Neighbor Clustering 
Our initial analysis revealed the differential expression of a wide range of functionally diverse genes and provided insight into the adaptive response of streptococci to host cell contact.
However, despite a rigorous statistical approach, this analysis, like many previous microarray studies, identified the differential expression of a large number of unknown genes (n = 21) and a number of incomplete biological pathways (e.g., F0F1 ATPase [41] and folate biosynthesis [40]) by failing to detect the differential expression of a number of known gene pathway members (Table 1).
To overcome these limitations and to extract more functional information from the array dataset (including more complete biological pathways), we developed the neighbor clustering algorithms to combine the physical position of genes on the streptococcal chromosome with gene expression data.
Neighbor clustering was designed to identify expanded groupings of potentially related genes from our array data by incorporating two reliable predictors of genes that share common function or regulation, namely physical proximity and similar expression profiles [5,6].
We implemented this approach by developing an algorithm with dynamic windowing (GenomeCrawler) that sequentially stepped through the microarray data and identified clusters of adjacent genes exhibiting similar fold changes in expression.
Because the genome contains many possible clusters, we restricted the algorithm's search space to identify only spatially related clusters.
GenomeCrawler applied a separate permutation algorithm, using the sum of each gene's t-statistics to calculate adjusted P values (PK) for each cluster, which corresponded to the probability of assembling a cluster by chance.
Significance was assigned to clusters with PK < 0.05, and the resulting groupings are listed in Table 3.
Because individual genes could be members of many different significant clusters, GenomeCrawler then applied a distinct permutation algorithm to calculate the probability (PC) that a gene was clustered coincidentally.
Calculation of PC values relies on Bayes' Theorem, in which the probability of a gene's log2-fold change (PF value) is combined with the cluster probability itself (PK value).
We stress that PC reflects the significance of a gene based on its cluster context rather than a recapitulation of PF.
This ensures a strong dependency between PF and PC, preventing a gene with a relatively low log2-fold change from being scored as significant simply because it is clustered with a gene with a highly significant PF value.
Finally, GenomeCrawler calculated the overall significance of differentially expressed genes (PE values) by integrating differential expression probabilities (PF) and cluster context probabilities (PC).
We developed a plotting application (GenomeSpyer) that represents the chromosome as a linear molecule to visualize GenomeCrawler output, with genes displayed on the x-axis and their log2-fold change magnitudes on the y-axis.
Applications and all datasets are available for download at http://www.rockefeller.edu/vaf/streparray.php.

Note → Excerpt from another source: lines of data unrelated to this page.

PR #1956, opened 2025-07-07
Pin aiosignal

gbanasiak:
Temporary solution for https://github.com/elastic/rally/actions/runs/16075552010/job/45369828493.


favilo (commented):
Good idea. Might be time to switch over to uv for that nice locking behavior

favilo (approved):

We visually inspected the resulting clusters and disqualified those that violated our neighbor cluster definition (see Methods for details).
All output prior to cluster disqualifications is included for comparison (see Table S4).
Of the 309 qualifying clusters (Table S5), 197 (63.8%) were composed entirely of known, functionally defined genes; however, 26 (13%) of these were incorrectly assembled, as they contained known genes that are functionally unrelated.
Because we did not incorporate functional annotations of genes into the algorithms (i.e., to keep the analysis "blind"), we anticipated the possibility that some groupings could be assembled incorrectly despite the statistical framework for assigning clusters.
Of the remaining 283 (91.6%) groupings, a number of differently sized clusters contained the same gene (Table S5).
We report such clusters first by highest significance (lowest PK value), then by largest number of genes.
Thus, if clusters containing a particular gene were of equal significance, we report the cluster with the most gene members.
This method identified 47 significant clusters containing 173 differentially expressed genes (listed in Table 3 and visualized in Figures 2 and S2-S4), a considerably larger group than could have been compiled using only the initial 79 significant genes.
A total of 56 of the original 79 significant genes became components of significant clusters, whereas 23 remained unclustered.
We subdivided all clusters into three qualitative types based on the functional annotation of gene members.
We present examples of Type I and II clusters: Type I clusters (n = 25) contained only functionally defined and functionally related genes (as reported in published studies), such as biological pathways components (Figures 2B and S2); Type II clusters (n = 20) included both known and unknown genes (Figures 2C and S3).
Type III clusters (n = 2) were composed entirely of unknown genes (Figures 2D and S4), and are not discussed in detail.